**DATA SHOWN**

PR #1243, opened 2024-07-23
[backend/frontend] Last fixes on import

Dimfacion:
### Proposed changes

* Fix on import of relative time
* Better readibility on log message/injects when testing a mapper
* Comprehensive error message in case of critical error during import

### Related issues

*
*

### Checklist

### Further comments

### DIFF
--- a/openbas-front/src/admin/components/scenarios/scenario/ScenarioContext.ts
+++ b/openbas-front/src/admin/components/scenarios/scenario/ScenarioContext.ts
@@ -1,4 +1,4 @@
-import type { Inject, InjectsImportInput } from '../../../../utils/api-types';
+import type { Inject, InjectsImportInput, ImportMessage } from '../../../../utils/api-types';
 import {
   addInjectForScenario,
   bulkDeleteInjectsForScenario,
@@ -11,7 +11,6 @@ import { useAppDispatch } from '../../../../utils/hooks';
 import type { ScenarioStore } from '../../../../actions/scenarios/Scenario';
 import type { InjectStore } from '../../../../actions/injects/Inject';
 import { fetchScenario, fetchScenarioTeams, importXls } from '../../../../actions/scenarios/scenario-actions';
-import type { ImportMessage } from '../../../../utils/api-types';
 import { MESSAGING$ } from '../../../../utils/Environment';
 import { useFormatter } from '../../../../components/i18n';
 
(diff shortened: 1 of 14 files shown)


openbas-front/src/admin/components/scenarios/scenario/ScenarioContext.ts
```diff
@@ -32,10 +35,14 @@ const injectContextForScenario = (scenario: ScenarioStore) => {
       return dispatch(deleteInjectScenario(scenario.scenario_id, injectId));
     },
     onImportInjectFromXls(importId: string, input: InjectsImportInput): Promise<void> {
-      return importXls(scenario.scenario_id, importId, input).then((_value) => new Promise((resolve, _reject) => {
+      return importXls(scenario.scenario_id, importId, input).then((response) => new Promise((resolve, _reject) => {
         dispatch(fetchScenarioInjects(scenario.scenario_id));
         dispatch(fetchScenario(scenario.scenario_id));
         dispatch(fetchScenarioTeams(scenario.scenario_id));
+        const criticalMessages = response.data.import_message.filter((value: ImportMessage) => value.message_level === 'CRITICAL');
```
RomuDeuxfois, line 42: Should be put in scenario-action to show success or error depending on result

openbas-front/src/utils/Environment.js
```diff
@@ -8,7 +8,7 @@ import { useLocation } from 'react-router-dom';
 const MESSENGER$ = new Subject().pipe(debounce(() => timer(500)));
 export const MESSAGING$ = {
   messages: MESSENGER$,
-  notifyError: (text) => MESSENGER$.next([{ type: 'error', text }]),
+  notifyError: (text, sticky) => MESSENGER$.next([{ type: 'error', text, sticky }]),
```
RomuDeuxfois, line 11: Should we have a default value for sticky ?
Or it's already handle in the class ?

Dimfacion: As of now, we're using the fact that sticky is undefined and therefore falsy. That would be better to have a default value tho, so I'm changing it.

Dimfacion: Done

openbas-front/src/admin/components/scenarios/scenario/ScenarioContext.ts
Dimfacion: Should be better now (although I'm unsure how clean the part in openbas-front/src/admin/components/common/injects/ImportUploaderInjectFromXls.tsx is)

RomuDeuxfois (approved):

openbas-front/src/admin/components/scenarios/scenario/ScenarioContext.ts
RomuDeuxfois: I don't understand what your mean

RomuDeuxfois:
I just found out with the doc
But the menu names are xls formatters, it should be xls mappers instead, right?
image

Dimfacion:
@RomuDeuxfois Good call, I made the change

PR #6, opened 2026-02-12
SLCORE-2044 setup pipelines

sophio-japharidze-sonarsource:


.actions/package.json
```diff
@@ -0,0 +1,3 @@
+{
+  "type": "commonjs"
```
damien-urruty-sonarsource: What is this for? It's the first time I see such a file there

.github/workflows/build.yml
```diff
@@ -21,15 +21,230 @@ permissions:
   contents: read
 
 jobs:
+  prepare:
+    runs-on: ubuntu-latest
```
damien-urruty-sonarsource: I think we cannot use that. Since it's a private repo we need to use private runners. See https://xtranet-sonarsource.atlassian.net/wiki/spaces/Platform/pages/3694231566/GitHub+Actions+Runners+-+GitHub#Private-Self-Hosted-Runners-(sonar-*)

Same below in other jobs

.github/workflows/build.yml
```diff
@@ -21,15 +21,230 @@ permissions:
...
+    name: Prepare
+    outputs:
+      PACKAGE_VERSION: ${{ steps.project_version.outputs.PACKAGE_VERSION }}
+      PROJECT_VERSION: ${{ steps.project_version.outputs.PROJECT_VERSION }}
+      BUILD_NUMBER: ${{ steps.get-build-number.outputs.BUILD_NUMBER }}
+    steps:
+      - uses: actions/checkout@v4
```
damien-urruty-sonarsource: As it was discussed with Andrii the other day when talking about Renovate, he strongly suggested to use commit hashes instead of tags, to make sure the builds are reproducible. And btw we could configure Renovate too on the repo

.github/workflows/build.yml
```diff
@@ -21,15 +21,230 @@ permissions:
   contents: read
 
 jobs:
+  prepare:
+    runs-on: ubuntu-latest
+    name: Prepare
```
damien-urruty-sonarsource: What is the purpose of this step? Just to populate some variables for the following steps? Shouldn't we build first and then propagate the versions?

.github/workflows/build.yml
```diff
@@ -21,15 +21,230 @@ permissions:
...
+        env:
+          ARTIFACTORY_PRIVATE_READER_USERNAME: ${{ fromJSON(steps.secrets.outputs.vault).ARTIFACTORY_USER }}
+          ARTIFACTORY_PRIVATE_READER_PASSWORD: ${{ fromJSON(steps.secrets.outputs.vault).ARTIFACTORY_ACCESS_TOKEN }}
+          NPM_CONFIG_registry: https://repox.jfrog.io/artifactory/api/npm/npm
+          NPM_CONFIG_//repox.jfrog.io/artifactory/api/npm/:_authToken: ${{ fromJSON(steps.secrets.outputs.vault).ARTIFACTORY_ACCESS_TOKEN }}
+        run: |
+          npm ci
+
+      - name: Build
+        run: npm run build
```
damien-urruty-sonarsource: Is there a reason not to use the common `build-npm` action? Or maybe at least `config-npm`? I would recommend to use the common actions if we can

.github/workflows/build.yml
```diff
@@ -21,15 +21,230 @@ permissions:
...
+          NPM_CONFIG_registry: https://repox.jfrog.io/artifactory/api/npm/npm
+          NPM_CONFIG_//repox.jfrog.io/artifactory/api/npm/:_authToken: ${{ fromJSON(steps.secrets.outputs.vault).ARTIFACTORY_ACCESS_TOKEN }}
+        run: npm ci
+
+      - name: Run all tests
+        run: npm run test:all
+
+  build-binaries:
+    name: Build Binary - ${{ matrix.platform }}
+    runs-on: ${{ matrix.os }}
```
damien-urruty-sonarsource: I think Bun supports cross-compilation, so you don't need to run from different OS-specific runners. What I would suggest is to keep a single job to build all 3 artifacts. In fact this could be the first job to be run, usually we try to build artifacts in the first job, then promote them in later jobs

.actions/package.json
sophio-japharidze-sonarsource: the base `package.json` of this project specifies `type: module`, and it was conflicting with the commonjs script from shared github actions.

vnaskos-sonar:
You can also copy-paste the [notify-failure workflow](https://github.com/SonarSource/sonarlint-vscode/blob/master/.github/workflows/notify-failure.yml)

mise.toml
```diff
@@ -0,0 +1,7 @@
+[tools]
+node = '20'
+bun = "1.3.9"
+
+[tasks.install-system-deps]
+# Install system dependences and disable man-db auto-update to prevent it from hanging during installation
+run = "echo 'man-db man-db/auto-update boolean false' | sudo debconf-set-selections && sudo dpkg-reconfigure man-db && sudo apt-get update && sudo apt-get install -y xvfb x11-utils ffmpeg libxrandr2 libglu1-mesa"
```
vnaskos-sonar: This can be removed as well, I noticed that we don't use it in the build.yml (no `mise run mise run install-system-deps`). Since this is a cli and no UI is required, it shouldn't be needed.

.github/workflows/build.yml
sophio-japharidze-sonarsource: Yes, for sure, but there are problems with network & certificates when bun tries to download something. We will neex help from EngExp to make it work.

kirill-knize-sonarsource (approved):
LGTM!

**WHAT IS EXPECTED**
Return the lines of the records that include the string "deps".

**ANSWER TO THIS TASK**
+[tasks.install-system-deps]
vnaskos-sonar: This can be removed as well, I noticed that we don't use it in the build.yml (no `mise run mise run install-system-deps`). Since this is a cli and no UI is required, it shouldn't be needed.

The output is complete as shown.